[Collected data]

Issue #2715, opened 2024-12-20
[ENHANCEMENT] explore creating schema validation for env keys in values.yaml


hamza-m-masood:
**Describe the use case:**

Continuation of https://github.com/camunda/camunda-platform-helm/issues/2475
The schema is already added for 8.7 chart. 
Explore if this schema can be enhanced for validating the env keys in the values.yaml

**Describe the enhancement/feature:**

For example, this could be implemented by copying the k8s pod env schema using post-rendering after generating the chart and pasting it into the corresponding chart components env for the schema to validate the env keys.

**Desired outcome and acceptance tests:**

If an incorrect env key is provided then the schema should result in an error.

jessesimpson36:
Helm has a `--skip-schema-validation` flag. So hypothetically, if we released a 200 variable list and forgot about env var number 201 that isn't accounted for in that list, then a user could then use `--skip-schema-validation` so that they could add the env var.

PR #4084, opened 2025-09-04
feat: add schema validation for env keys

aabouzaid:

Fixes: https://github.com/camunda/camunda-platform-helm/issues/2715

### What's in this PR?

A workaround to add schema validation for env keys in the values file, as [readme-generator-for-helm](https://github.com/bitnami/readme-generator-for-helm) doesn't support defining the types of the array object. 

The idea is just to ensure that the `name` and `value` keys are correct and their value not unaccepted type in K8s like an array or so.


aabouzaid:
I used the [K8s API schema](https://raw.githubusercontent.com/kubernetes/kubernetes/master/api/openapi-spec/swagger.json) as a reference to create the extra schema for env keys.

hamza-m-masood (approved):
Tested locally with the following values.yaml:
```
orchestration:
  env:
      value: 123
```

Error received:
```
Error: values don't meet the specifications of the schema(s) in the following chart(s):
camunda-platform:
- orchestration.env.0.value: Must validate at least one schema (anyOf)
- orchestration.env.0.value: Invalid type. Expected: string, given: integer
```

Nice one! 💪

PR #4096, opened 2025-09-05
refactor: set default value for contextPath in all components

eamonnmoloney:
… ingress

### Checklist

**Before opening the PR:**

**After opening the PR:**


aabouzaid:
> @aabouzaid is that the final way the Helm Chart is going forward for 8.8 that all components stay as is and the Orchestration Cluster will be under `/orchestration` rather than reshuffling other contextPath? Would be good to know so I can I align it on our side as so far I've opted for reshuffling but would align with what the Helm Chart recommends.

@Langleu, as discussed, we will go with `/orchestration` as the main change in 8.8 is related to the OC components, and it's better to keep the other components the same as before.

PR #4131, opened 2025-09-10
ci: fix missing digest values file when doesn't exist

aabouzaid:

Related to: https://github.com/camunda/camunda-platform-helm/pull/4120

### What's in this PR?

Fix missing digest values file when it doesn't exist (which is true for the non-alpha versions).


aabouzaid:
Both install and upgrade workflows worked for all versions:
https://github.com/camunda/camunda-platform-helm/actions/runs/17617167057/job/50053328110?pr=4131

hamza-m-masood (approved):

PR #4138, opened 2025-09-10
refactor: run orchestration cluster from unified config

aabouzaid:

Task: https://github.com/camunda/camunda-platform-helm/issues/3455

### What's in this PR?

Run orchestration cluster from unified config (note: unified according to 8.8, as some parts of the config still use the 8.7 syntax, which will be ported in 8.9).


hisImminence (approved):
Super!

PR #4150, opened 2025-09-11
refactor: set default replicas to 1 for secondary storage

EuroLew:

There is an issue where if one ES pod goes down due to replicas = 0 it will block the main application, to stop secondary storage blocking like this and make Camudna more HA replicas should be 1 for unified indices. https://github.com/camunda/camunda/issues/35080

This is a breaking change for the upgrade from 8.7->8.8, I want this to be in the helm chart for 8.8 upgrade is the way I'm doing it correct?

This is also paired with a documentation PR that tells the user about the need for more space and how to rollback. https://github.com/camunda/camunda-docs/pull/6664. The rollback has been tested and works in the `gke-4150-intg-8-8-gke-eske` namespace

### Checklist

**Before opening the PR:**

**After opening the PR:**

- [] Did you sign our CLA (Contributor License Agreement)? It will show once you open the PR.


charts/camunda-platform-8.8/values.yaml
```diff
@@ -2851,6 +2851,8 @@ orchestration:
   index:
     ## @param orchestration.index.prefix if specified, defines web apps index prefix in Elasticsearch/OpenSearch. Note, for Zeebe index prefix, use "global.elasticsearch.prefix".
     prefix: ""
+    ## @param orchestration.index.numberOfReplicas specifies the number of replicas for indices in Elasticsearch/Opensearch
```
bkenez, line 2854: Please use the conjunctions defined at the top of the values file

https://github.com/camunda/camunda-platform-helm/blob/31436b6ca52650a5c41047332fb3a725d68c78b1/charts/camunda-platform-8.8/values.yaml#L21-L26

charts/camunda-platform-8.8/values.yaml
```diff
@@ -2851,6 +2851,8 @@ orchestration:
...
+    numberOfReplicas: 1
```
bkenez, line 2855: For consistency with other components' values, it might be better to just use `replicas:`

PR #4179, opened 2025-09-16
feat: support legacy retention age

panagiotisgts:
### What's in this PR?
Support for `CAMUNDA_MIGRATION_TASKS_LEGACYINDEXRETENTIONAGE` config property to configure the ILM/ISM policy applied to `tasklist-task-8.5.0_` index, that will trigger it's removal from the secondary storage. The policy is applied when the Task migration proceeds. Default should be equal to `.Values.orchestration.history.retention.minimumAge`.

Related issue: https://github.com/camunda/camunda/issues/37837

### Checklist

**Before opening the PR:**

**After opening the PR:**


charts/camunda-platform-8.8/templates/orchestration/migration-data-configmap.yaml
```diff
@@ -97,7 +97,10 @@ data:
             retry-delay-multiplier: {{ .Values.orchestration.migration.data.tumetrics.retry.retryDelayMultiplier }}
         tasks:
           batch-size: {{ .Values.orchestration.migration.data.tasks.batchSize }}
-          importer-finished-timeout: {{ .Values.orchestration.migration.data.process.importerFinishedTimeout }}
+          importer-finished-timeout: {{ .Values.orchestration.migration.data.tasks.importerFinishedTimeout }}
+          {{- if .Values.orchestration.history.retention.enabled }}
+          legacy-index-retention-age: {{ .Values.orchestration.migration.data.tasks.legacyIndexRetentionAge | default .Values.orchestration.history.retention.minimumAge | quote }}
```
hamza-m-masood, line 102: Thanks for the PR!

There is no need to add a default on top of another default. Here is what I would do:
```suggestion
          legacy-index-retention-age: {{ .Values.orchestration.migration.data.tasks.legacyIndexRetentionAge | quote }}
```

@panagiotisgts do both values have to be the same for the orchestration cluster?

hamza-m-masood (changes requested):

charts/camunda-platform-8.8/templates/orchestration/migration-data-configmap.yaml
panagiotisgts: @hamza-m-masood No, what I actually want is that the `legacy-index-retention-age` should be the same as `.Values.orchestration.history.retention.minimumAge` by default or be overriden by the `.Values.orchestration.migration.data.tasks.legacyIndexRetentionAge` isn't that what it accomplishes?

hamza-m-masood: Please mention this in the comment of this value

hamza-m-masood (approved):

PR #5887, opened 2026-04-21
fix: align deployment PVC claimName casing to webmodeler-data in 8.9 and 8.10

hamza-m-masood:
## Summary

- In 8.8, the web-modeler PVC is named `<fullname>-webmodeler-data` (lowercase), with an explicit comment in the PVC template warning *against* using `webModeler-data` because it would break upgrades.
- In 8.9 and 8.10, the PVC kept the correct lowercase name, but `deployment-restapi.yaml` accidentally used `webModeler-data` (camelCase) as the `claimName`, causing a name mismatch that breaks persistence mounts entirely.
- The unit test `TestPersistenceEnabledCreatesVolume` was also asserting the wrong (camelCase) name, masking the bug.

## Changes

- `charts/camunda-platform-8.9/templates/web-modeler/deployment-restapi.yaml`: fix `claimName` to `webmodeler-data`
- `charts/camunda-platform-8.10/templates/web-modeler/deployment-restapi.yaml`: fix `claimName` to `webmodeler-data`
- `charts/camunda-platform-8.9/test/unit/web-modeler/persistence_test.go`: align assertion to lowercase
- `charts/camunda-platform-8.10/test/unit/web-modeler/persistence_test.go`: align assertion to lowercase

## Test plan

- [x] `go test ./web-modeler/... -run TestPersistence` passes in 8.9
- [x] `go test ./web-modeler/... -run TestPVCManifest` passes in 8.9
- [x] `go test ./web-modeler/... -run TestPersistence` passes in 8.10


hisImminence:
Thanks @hamza-m-masood - I would agree to copilots comments (specially the one separating the MT CI changes from this PR). Happy to get repinged once you went thought the copilot comments :)

hisImminence (dismissed):
See Copilot comments.

eamonnmoloney:
This is now the single PR covering the Web Modeler PVC `claimName` casing fix for both 8.9 and 8.10 (closed #6026 (8.9-only) in favor of it; #6010 is also closed).

**Request before merge:** could we link the companion docs PR to this one?

Most affected customers are safe — the fix only corrects the deployment's dangling `claimName` reference (it does **not** rename the PVC), so on upgrade the restapi pod simply mounts the already-existing `…-webmodeler-data` PVC, and no data migration is needed.

The one case that needs documentation is customers who **manually created a `…-webModeler-data` (capital-M) PVC as a workaround**. After this fix the pod switches to the chart-managed `…-webmodeler-data` PVC, leaving their manual PVC orphaned (not deleted, so it lingers/costs until cleaned up). They should either set `webModeler.persistence.existingClaim` to point at their PVC, or clean it up. (The persisted volume is `/tmp` scratch/cache — Web Modeler content lives in PostgreSQL — so the data impact is minimal, but the behavior change should be called out.)

Linking the docs PR (the upgrade note for that workaround edge case) to this PR would keep the chart change and customer guidance together for the release. Tracks SUPPORT-30069.

eamonnmoloney (approved):

PR #5933, opened 2026-04-22
ci: set Zeebe StatefulSet maxUnavailable to 100% on minor upgrades for 8.7-8.10

### LINKED ISSUE #5932: ci: set maxUnavailable=100% on Zeebe StatefulSet before minor upgrades (8.7–8.10)
## Context

Sub-issue of camunda/team-distribution#772 (point 3 — Update strategy).

During minor upgrade integration tests, Helm upgrades the Zeebe/orchestration StatefulSet using the default `RollingUpdate` strategy with `maxUnavailable: 1`. With 3 replicas this means pods are replaced one at a time, holding extra pods alive and inflating node pressure and runtime unnecessarily.

## Problem

`Recreate` is not a valid `updateStrategy.type` for StatefulSets (only `RollingUpdate` and `OnDelete` are). The equivalent for StatefulSets is setting `maxUnavailable` to `100%` within the rolling update, which causes all pods to cycle simultaneously.

We cannot change the chart default — this is CI-only tuning. The pre-upgrade hook scripts are the right place for it.

## Solution

Before the `helm upgrade` step in the `upgrade-minor` flow, patch the live Zeebe StatefulSet to set `maxUnavailable: 100%`:

```bash
kubectl get sts -n "${TEST_NAMESPACE}" \
  -l app.kubernetes.io/component=zeebe-broker -o name \
  | xargs -I{} kubectl patch {} -n "${TEST_NAMESPACE}" \
      --type=merge -p '{"spec":{"updateStrategy":{"rollingUpdate":{"maxUnavailable":"100%"}}}}'
```

The StatefulSet and PVCs are **not deleted** — data written before the upgrade persists and is verified after, so migration testing is unaffected.

## Scope

Apply to `pre-upgrade-minor.sh` in:
- `charts/camunda-platform-8.7`
- `charts/camunda-platform-8.8`
- `charts/camunda-platform-8.9`
- `charts/camunda-platform-8.10`

## Acceptance criteria

- [ ] All four chart versions have the `kubectl patch` call in their `pre-upgrade-minor.sh`
- [ ] Minor upgrade CI wall-clock time is measurably reduced
- [ ] Post-upgrade data assertions still pass (migration correctness unaffected)

hisImminence:
## Summary

- Patches the Zeebe broker StatefulSet's `rollingUpdate.maxUnavailable` to `100%` in `pre-upgrade-minor.sh` for chart versions 8.7–8.10, before the `helm upgrade` step
- All pods cycle simultaneously instead of one at a time, reducing upgrade wall-clock time in CI
- StatefulSet and PVCs are untouched — data written before the upgrade persists and migration correctness is still fully tested

## Why not `Recreate`?

`Recreate` is not a valid `updateStrategy.type` for StatefulSets (only `RollingUpdate` and `OnDelete` are). Setting `maxUnavailable: 100%` within `RollingUpdate` achieves the same effect without touching the StatefulSet resource itself.

## Why not a chart values change?

This is purely a CI concern. Changing the chart default would affect all users. The pre-upgrade hook scripts are the correct place for CI-only tuning.

## Test plan

- [ ] Minor upgrade CI runs complete without errors on 8.7→8.8, 8.8→8.9, 8.9→8.10
- [ ] Post-upgrade data assertions pass (migration correctness unaffected)
- [ ] Upgrade wall-clock time is measurably reduced vs. baseline

Closes #5932
Part of camunda/team-distribution#772 (point 3 — Update strategy)

### DIFF
--- a/charts/camunda-platform-8.10/test/integration/scenarios/pre-setup-scripts/post-renderer-upgrade-minor.sh
+++ b/charts/camunda-platform-8.10/test/integration/scenarios/pre-setup-scripts/post-renderer-upgrade-minor.sh
@@ -1,0 +1,9 @@
+#!/bin/bash
+#
+# Helm post-renderer for the upgrade-minor flow.
+# Injects maxUnavailable=100% into the Zeebe broker StatefulSet so all pods
+# are replaced simultaneously during CI upgrades instead of one at a time.
+# The StatefulSet and PVCs are untouched — data migration is still fully tested.
+#
+
+yq e 'if (.kind == "StatefulSet" and .metadata.labels["app.kubernetes.io/component"] == "zeebe-broker") then .spec.updateStrategy.rollingUpdate.maxUnavailable = "100%" else . end' -
--- a/charts/camunda-platform-8.10/test/integration/scenarios/pre-setup-scripts/post-renderer-upgrade-minor.sh
+++ b/charts/camunda-platform-8.10/test/integration/scenarios/pre-setup-scripts/post-renderer-upgrade-minor.sh
@@ -6,4 +6,4 @@
 # The StatefulSet and PVCs are untouched — data migration is still fully tested.
 #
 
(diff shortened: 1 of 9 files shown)


hisImminence:
Closing in favor of: https://github.com/camunda/camunda-platform-helm/pull/6388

:: ABOUT THIS EXERCISE ::
Among the lines above, find those holding "Describe" and copy each one.

:: WRITTEN RESPONSE ::
**Describe the use case:**
**Describe the enhancement/feature:**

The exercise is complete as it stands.